Boyer et al. [34] also reported that temperature has an influence on the values of dissolved oxygen, with lower saturation percentage with higher temperatures, and higher saturation percentage with lower temperatures.

According to the circulation patterns observed in the lagoon [13] (Figure 7), stations E3 and E4 have less water exchanges because they are only affected by winds and the circulation of the lagoon, while E7 and E8 are also conditioned by the rainfall and runoff inflow into the lagoon (Figure 8).

While it has been established that currents in the lagoon are motioned mainly by the wind (Figure 9) [13], the increase in turbidity could be caused by the DANA events, which brought about an extreme inflow of sediments and nutrients, with repercussions on algal bloom, that reached the whole extension of the lagoon and also the boating canal that connects with the ocean, as shown in station E5.

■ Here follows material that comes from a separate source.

PR #10988, opened 2026-06-15
feat: generalize back compat

### LINKED ISSUE #10583: Expose APIs for Allowing Back Compatibility to be Applied To Other TypeProviders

Figure 9. Current patterns, inflow watercourses, and canals connecting the Mar Menor to the Mediterranean Sea. Designed in accordance with Pérez-Ruzafa et al., 2005 [13], García-Oliva et al., 2018 [35], and Fernández-Alías et al., 2020 [36].

Figure 9. Current patterns, inflow watercourses, and canals connecting the Mar Menor to the Mediterranean Sea. Designed in accordance with Pérez-Ruzafa et al., 2005 [13], García-Oliva et al., 2018 [35], and Fernández-Alías et al., 2020 [36].

The Mar Menor is only one of innumerous similar ecosystems that are just as fragile and subject to extreme weather events. The Ria Formosa, a mesotidal lagoon in southern Portugal, is reported to suffer major disruptions in ecosystem balance due to extreme rainfall and oceanic upwelling [37]. The Rodrigo de Freitas Lagoon, in southwestern Brazil, described contrasting values in transparency, dissolved oxygen, and chlorophyll-a, as well as harmful bacterial presence following heavy rainfall rates [38]. Furthermore, extreme El Niño and La Niña events have been reported to influence the harvest period and exposure to pathogens in shellfish in the Mississippi Sound, USA [39]. Coastal lagoon management proposals have been carried out in the past, with the goal of maintaining the ecosystem services provided for humans. Nowadays, there is further need to expand such management to address climate change, which will not only affect ecosystem health but also bring consequences for the population in general [40].

5. Conclusions

Extreme weather events have long-lasting rippling impacts on the affected ecosystems. An unexpected increase in rainfall can have devastating effects, not only for urban areas with flooding and landslides but especially for natural ecosystems, which require a level of homeostasis that takes time and is very fragile to maintain. Climate change rates contribute to such events and do not allow for ecosystem recovery, because the events are close in time and becoming ever more frequent. Because the physicochemical properties of a natural ecosystem are all interconnected, these circumstances create a cascade effect that can permanently compromise their functioning and be detrimental, not only for the ecosystem survival but also for the plethora of organisms that directly or indirectly depend on it, of which the human race is one.

Because coastal lagoons are highly productive albeit fragile ecosystems, the presented seawater parameter analysis in contrast with extreme weather events might serve as a pilot study that can be further applied and tailored to fit different environmental contexts around the world.

These analyses can assist in designing the mitigation actions needed to cope with climate change rates within damaged territories, as well as comprehensive management plans that take into consideration all aspects that might contribute to the decline of natural ecosystems due to pollution from agricultural and urban area runoff.